Start of THE INPUT
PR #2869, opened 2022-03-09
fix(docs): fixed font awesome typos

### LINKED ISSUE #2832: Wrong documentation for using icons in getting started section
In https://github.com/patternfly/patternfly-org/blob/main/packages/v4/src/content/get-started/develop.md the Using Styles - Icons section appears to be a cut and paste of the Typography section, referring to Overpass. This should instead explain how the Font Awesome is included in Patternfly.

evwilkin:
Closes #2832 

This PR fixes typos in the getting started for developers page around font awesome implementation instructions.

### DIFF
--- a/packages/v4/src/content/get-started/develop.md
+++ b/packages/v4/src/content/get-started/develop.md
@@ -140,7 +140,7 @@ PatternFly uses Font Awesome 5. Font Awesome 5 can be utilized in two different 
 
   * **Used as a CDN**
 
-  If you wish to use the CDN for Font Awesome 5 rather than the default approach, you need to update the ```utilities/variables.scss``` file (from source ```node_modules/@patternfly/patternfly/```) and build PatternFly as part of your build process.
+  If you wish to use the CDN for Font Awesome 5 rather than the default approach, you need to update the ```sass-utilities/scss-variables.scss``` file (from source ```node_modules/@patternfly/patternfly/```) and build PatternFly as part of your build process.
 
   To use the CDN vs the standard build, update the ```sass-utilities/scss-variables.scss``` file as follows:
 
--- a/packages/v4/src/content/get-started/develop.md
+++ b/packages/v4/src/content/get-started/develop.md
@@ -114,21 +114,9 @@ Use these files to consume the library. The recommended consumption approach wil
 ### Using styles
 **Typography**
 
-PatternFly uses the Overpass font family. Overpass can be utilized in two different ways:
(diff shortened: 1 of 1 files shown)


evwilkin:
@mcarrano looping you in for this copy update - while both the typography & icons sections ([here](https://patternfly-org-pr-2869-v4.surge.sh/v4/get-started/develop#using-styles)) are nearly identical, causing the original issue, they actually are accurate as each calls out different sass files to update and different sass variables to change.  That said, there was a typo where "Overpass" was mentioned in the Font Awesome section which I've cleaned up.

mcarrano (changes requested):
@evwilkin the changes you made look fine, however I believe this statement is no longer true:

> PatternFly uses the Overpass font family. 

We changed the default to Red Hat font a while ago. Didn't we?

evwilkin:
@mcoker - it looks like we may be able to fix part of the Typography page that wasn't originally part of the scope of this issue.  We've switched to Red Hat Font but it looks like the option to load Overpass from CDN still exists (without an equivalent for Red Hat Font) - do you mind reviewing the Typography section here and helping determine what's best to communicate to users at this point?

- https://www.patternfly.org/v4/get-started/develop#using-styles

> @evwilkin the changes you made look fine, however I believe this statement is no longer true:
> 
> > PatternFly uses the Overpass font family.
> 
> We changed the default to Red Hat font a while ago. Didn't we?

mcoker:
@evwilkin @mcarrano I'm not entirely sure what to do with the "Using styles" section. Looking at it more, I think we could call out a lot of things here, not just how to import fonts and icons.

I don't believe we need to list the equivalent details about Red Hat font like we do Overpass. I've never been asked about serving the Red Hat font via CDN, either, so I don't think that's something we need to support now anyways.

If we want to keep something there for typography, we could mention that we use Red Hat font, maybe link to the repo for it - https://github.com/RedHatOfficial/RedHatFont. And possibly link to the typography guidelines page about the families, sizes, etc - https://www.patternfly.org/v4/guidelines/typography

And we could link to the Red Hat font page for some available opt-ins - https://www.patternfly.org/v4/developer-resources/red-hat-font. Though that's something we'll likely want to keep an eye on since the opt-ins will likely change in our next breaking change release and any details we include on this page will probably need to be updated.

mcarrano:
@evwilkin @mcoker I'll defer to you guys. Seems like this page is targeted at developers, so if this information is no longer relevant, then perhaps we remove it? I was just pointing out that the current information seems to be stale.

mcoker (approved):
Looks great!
End of THE INPUT
■ **AIM OF THE EXERCISE**:
Your task is to find each line in the entries that contains the string "developers" and copy it.

■ **EXPECTED ANSWER**:
This PR fixes typos in the getting started for developers page around font awesome implementation instructions.
@evwilkin @mcoker I'll defer to you guys. Seems like this page is targeted at developers, so if this information is no longer relevant, then perhaps we remove it? I was just pointing out that the current information seems to be stale.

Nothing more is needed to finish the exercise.